(Stored entries)
'''

PR #5714, opened 2021-01-15
Fix getOptions memoized parameters

kewitz:
Since getOptions is memoized, we shouldn't trust that external parameters will be accessible within the function.


Betree:
Nice! That will probably resolve https://sentry.io/organizations/open-collective/issues/2150953921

'''

* **Requirement**
Please output every line shown above exactly.

* **Solution for this task**
PR #5714, opened 2021-01-15
Fix getOptions memoized parameters

kewitz:
Since getOptions is memoized, we shouldn't trust that external parameters will be accessible within the function.


Betree:
Nice! That will probably resolve https://sentry.io/organizations/open-collective/issues/2150953921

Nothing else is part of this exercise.